At the same time the presence of military religious orders began to make itself felt in the Baltic area: the creation of the order of the Sword Knights by Albert Bishop of Livonia dates back to 1201. In 1226 the Teutonic Order received, through the great master Ermanno di Salza, a bull that attributed Prussia, largely pagan and still to be conquered. The conquest turned into a war of extermination against the pagan Baltics and, although already in 1234 Gregory IX granted Prussia as a fief to the Teutonic Order (which two years later merged with the Sword-holders, thus expanding into Livonia), only in 1283 the conquest of the country could be said to be assured. From that moment colonization developed by German and Polish peasants. However, the development of Prussian cities with the passage of time ended up constituting a counterweight to the authority of order. Meanwhile, the expansion of the Teutons towards the east had been stopped in 1242 by the Russians of Novgorod. The birth of Germanic Prussia also marked a decisive moment for the economic growth of Hansa, which in those same years had to deal with the resourcefulness of the kings of Denmark, in particular of Valdemaro II. (1202-41): Pomerania, Mecklenburg, Norway, the cities of Hamburg and Lübeck had been subjected to tribute and forced to take oaths of submission. Valdemaro went to Estonia and Lithuania ; the German reaction materialized in the battle of Bornhöved (1227), where Valdemaro was defeated thus leaving the Germans free field on the Baltic.

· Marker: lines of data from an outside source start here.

PR #104, opened 2017-03-23
Fix equality tests

lafrech:
I've been having issues when comparing `EmbeddedDocument`s with nesting.

Sometimes, the nested field is not an `EmbeddedDocument` but `missing` or `None`, and the comparison fails raising `AttributeError` because `other._data` does not exist.

I tried to cover theses cases and maybe I'm covering a bit larger, but I don't think it should be an issue.


touilleMan:
👍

Henry VII at the ‘Great Interregnum’

According to Topschoolsoflaw, Frederick, embroiled in the problem of the crusade, was excommunicated and also had to face the too autonomous politics of his son Henry VII, elected king of Germany (1228), who became the interpreter of more strictly German interests, relying on the small service aristocracy of ministeriales and the rich and advanced Rhenish cities. The opposition of the princes forced Henry to grant, in the Diet of Worms, the Constitutio in Favorm Principum(1231), ratified by Frederick II the following year, with which not only the ancient rights of the feudal lords over the cities were restored, but the princely power also made great strides: the feudal lords reserved the right exclusive of minting coins; the emperor undertook not to build cities and castles in their territories without their consent. Going to Germany to put an end to the frond of his son – who had made a pact with the cities of Northern Italy connected in the second Lombard League -, Federico deposed him and imprisoned him: Henry died in 1242 and heir to the throne became the second son Corrado. Frederick finally promulgated a great imperial peace in the Diet of Mainz of 1235, which should have formed the basis for a new legislative order of the Kingdom. Taken by Italian problems, Federico in his last years lost interest in Germany, where his son Corrado took over on his death (1250). Corrado died after only four years, the Germany fell into the so-called Great interregnum (1254-73).